I don't want to shift attention from the task at hand, but one of the things we will need to shift our attention to next year is the Red/Blue map problem. I think a robust campaign (catchy name for it anyone?) will be needed to extract a pledge from every major news organization that they will show the real picture -- the population-based picture -- and only the real picture. Whether they are representing the winner of states, or the winner of counties within a state, the picture must be population-based.

Posted by: Patty | Nov 9, 2004 10:51:45 AM

now matter how you look at it: Kerry is still a loser!

Posted by: KomradeKyle | Nov 10, 2004 2:50:43 AM

Komrade Kyle it is good to see you that you are doing your part to help bring America back together after such a devicive election.

You are quite reminicient of another uniter not a divider I know of.

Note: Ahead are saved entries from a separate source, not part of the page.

Issue #252, opened 2021-08-23
Missing `name` parameter when changing view mode in hostgroup-/servicegroup-detail


nilmerg:
Trying to switch to another viewmode in either view results in an error: Required parameter 'name' missing

PR #254, opened 2021-08-23
Controller: Fix uncaught argument count error

### LINKED ISSUE #248: Uncaught ArgumentCountError: Too few arguments
## Describe the bug
As this [PR](https://github.com/Icinga/icingadb-web/pull/218) was created before this 262a17598c520ee294d7592ab3925bd6d4c3b129 commit was being merged, unfortunately there is now problems because the signature of `Controller::createViewModeSwitcher()` method has been changed.

Bildschirmfoto 2021-08-20 um 16 36 51

Yonas-net:
resolves #248

### DIFF
--- a/application/controllers/HistoryController.php
+++ b/application/controllers/HistoryController.php
@@ -40,18 +40,16 @@ class HistoryController extends Controller
 
         $before = $this->params->shift('before', time());
         $url = Url::fromPath('icingadb/history')->setParams(clone $this->params);
-        if (! $this->params->has('page') || ($page = (int) $this->params->shift('page')) < 1) {
-            $page = 1;
-        }
 
         $limitControl = $this->createLimitControl();
+        $paginationControl = $this->createPaginationControl($history);
         $sortControl = $this->createSortControl(
             $history,
             [
                 'history.event_time desc' => t('Event Time')
             ]
         );
-        $viewModeSwitcher = $this->createViewModeSwitcher();
+        $viewModeSwitcher = $this->createViewModeSwitcher($paginationControl, $limitControl);
         $searchBar = $this->createSearchBar($history, [
             $limitControl->getLimitParam(),
             $sortControl->getSortParam(),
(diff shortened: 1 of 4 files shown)


nilmerg (changes requested):
I'd rather make `icingadb/history`, `icingadb/notifications`, `icingadb/host/history` and `icingadb/service/history` use of `PaginationControl`. Albeit only internally, they shouldn't display it, but only utilize it. It can be used to identify the current page (`$page`) and the limit is already applied on the query by `createPaginationControl()`.

This also solves the problem that the viewmode switcher currently doesn't behave the same as in the other lists. For the host/service history this of course means that they need to show the viewmode switcher. But this is something that would have turned up the next days anyway.

Yonas-net:
> `icingadb/host/history` and `icingadb/service/history` use of `PaginationControl`

This should be noted for later implementation, as these do not support view mode switchers so far.

nilmerg (changes requested):
* Please create a separate PR for the #252 changes.
* Please go a step further as I already noted:
  * Initialize `$page` with `$paginationControl->getCurrentPageNumber()`
  * Don't apply the limit a second time (PaginationControl::apply() does that first)
    * Only the limit in case of `$page > 1 && ! $compact` is still relevant
  * Don't apply the offset a second time (PaginationControl::apply() does that first)

Yonas-net:
I don't quite follow what you're talking about here.

> * Initialize `$page` with `$paginationControl->getCurrentPageNumber()`

Isn't that what I'm doing [here](https://github.com/Icinga/icingadb-web/pull/254/files#diff-6962f30e60df477292c92d47f3fe51db2ba4f5d87c37628f653c09addc1ae35fL374)? I just have a different name for the variable.

> * Don't apply the limit a second time (PaginationControl::apply() does that first)
> * Don't apply the offset a second time (PaginationControl::apply() does that first)

Sure I have to, because `limit` and the `offset` are computed based on the current `defaultPageSize` or the `limit` param. And when the `defaultPageSize` has changed, you have to apply it again.

>   * Only the limit in case of `$page > 1 && ! $compact` is still relevant

Don't know exactly what you are referring to? I don't have to do anything at all if limit param is given.

Yonas-net:
Not sure if it's due to the new implementation, however, if you have e.g. in `icingadb/notifications` just enough data for two pages with default limit (25), and you press `Load More` from the first page, after a few seconds the first page can't be seen anymore. I.e. there will be only page 2 rendering and you can't scroll up to page 1 or something.

nilmerg (approved):
That's probably due to the autorefresh. The notification overview shouldn't use autorefresh anyway anymore, please open an issue for that.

Posted by: Mike | Nov 11, 2004 4:21:29 PM

Patty: You're right, land mass is not votes, but neither is population the key to becoming president - except as it relates to the individual states. It's all about the Electoral College. I would maintain that a map weighted by Electoral College votes is a more accurate graphic representation of the election than a map based only on population, after all we sometimes elect presidents that do NOT win the popular vote... It is actually misleading for the news reporting agencies to even bother with the popular vote totals, all that counts is the way the electoral college votes fall. Based on the number of voters in individual states this year, it would have been possible for one candidate to have had 83,000,000 votes in the 39 least populous states garnering 267 EC votes and lost the election while the winner had only 32,000,000 votes in the 11 most populous states, getting 271 EC votes. It's all about the Electoral College, not about the popular vote.

Sure it might be interesting to know what the popular vote totals are, or even speculate about the way things would change if we elected our presidents that way, but we don't ... and we never will. It would take a constitutional amendment, and the Senate will never pass it.

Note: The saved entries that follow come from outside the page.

PR #299, opened 2021-08-27
Support `ViewModeSwitcher` & `sortControl` in `Host/Service` history

### LINKED ISSUE #296: Support `ViewModeSwitcher` & sort Control in `Host/Service history`
It would be nice to have these features supported in `Host/Service History` too.

Yonas-net:
resolves #296

### DIFF
--- a/application/controllers/HostController.php
+++ b/application/controllers/HostController.php
@@ -23,6 +23,7 @@ use Icinga\Module\Icingadb\Widget\Detail\QuickActions;
 use Icinga\Module\Icingadb\Widget\ItemList\HostList;
 use Icinga\Module\Icingadb\Widget\ItemList\HistoryList;
 use Icinga\Module\Icingadb\Widget\ItemList\ServiceList;
+use ipl\Web\Url;
 
 class HostController extends Controller
 {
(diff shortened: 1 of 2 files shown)


application/controllers/HostController.php
```diff
@@ -124,31 +124,38 @@ public function historyAction()
                 'history.object_type = ?' => 'host'
             ]);
 
-        $url = HostLinks::history($this->host);
-        if (! $this->params->has('page') || ($page = (int) $this->params->shift('page')) < 1) {
-            $page = 1;
-        }
+        $before = $this->params->shift('before', time());
+        $urlParams = clone $this->params;
+        $url = HostLinks::history($this->host)->overwriteParams(array_map('rawurldecode', $urlParams->toArray(false)));
```
nilmerg, line 129: Why so complicated? Why not just `setParams()`?

nilmerg (changes requested):
Also, the view mode switcher has no effect.

application/controllers/HostController.php
Yonas-net: Because it is getting the host `name` param passed to it in `HostLinks::history()` and when I do `setParams()` here, then I do override all the params but it also removes the `name` param which is required when clicking `Load More`.

nilmerg: I see. While working on #312 I noticed that when exporting an object's detail to PDF, the URL in the lower right didn't have any parameters. The URL is there to be able to identify later on where this export is coming from and in lists the used filter is perfectly preserved there. The `name` parameter however is stripped and so doesn't show up. Such params in detail views must be preserved for this reason, hence I created #313.

Please do a `Url::fromRequest()->setParams(clone $this->params)` here (and in `ServiceController::historyAction`) instead. That should work once #313 is merged.

nilmerg (changes requested):

nilmerg (approved):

(Of course, all those maps showing the land mass -- particularly by county -- in Red or Blue were just silly -- you would think we were electing our president based on who had the most acreage).

Posted by: Will | Nov 11, 2004 5:00:18 PM

I understand it's a nation of people not rocks and trees. Each side does it's best to make the other look bad. The reimagined proportional map of the US electorate showing a different country than the one I live in should make those that voted in the 48% cope with the loss and feel much better in the short term. It was indeed a close election. However it smells of the politically correct, liberal socialist professor, history rewriter wannabe that makes me cringe. Give the man his due ! He won ! An Expressionist’s painting might get a good review at an art show but this kind of exercise smacks of at best denial and at worst an effort to diminish a second term that hasn’t even begun. It belongs next to Michael Moore’s Jesusland map in a circular file cabinet of bad medicine.

Posted by: Donald Fievet | Nov 12, 2004 10:18:57 PM

Has there been a map made that would show how the electoral votes would have been awarded if by district. If so where can I find it. Thank You.

Posted by: Vernon R. Hastings | Dec 2, 2004 4:23:48 PM

perhaps the outcome would now be a little bit different in light of the recent events of the hurricane?